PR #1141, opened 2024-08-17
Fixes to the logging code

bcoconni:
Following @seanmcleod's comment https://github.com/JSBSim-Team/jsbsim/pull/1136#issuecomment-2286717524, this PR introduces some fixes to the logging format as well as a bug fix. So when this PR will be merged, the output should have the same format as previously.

☆ ☆ ☆

▸ TASK TO COMPLETE: Produce an exact copy of the lines from the one containing "Fixes to the logging code" through the final line of the data, both ends included, and only those.

▸ TASK SOLUTION:
Fixes to the logging code

bcoconni:
Following @seanmcleod's comment https://github.com/JSBSim-Team/jsbsim/pull/1136#issuecomment-2286717524, this PR introduces some fixes to the logging format as well as a bug fix. So when this PR will be merged, the output should have the same format as previously.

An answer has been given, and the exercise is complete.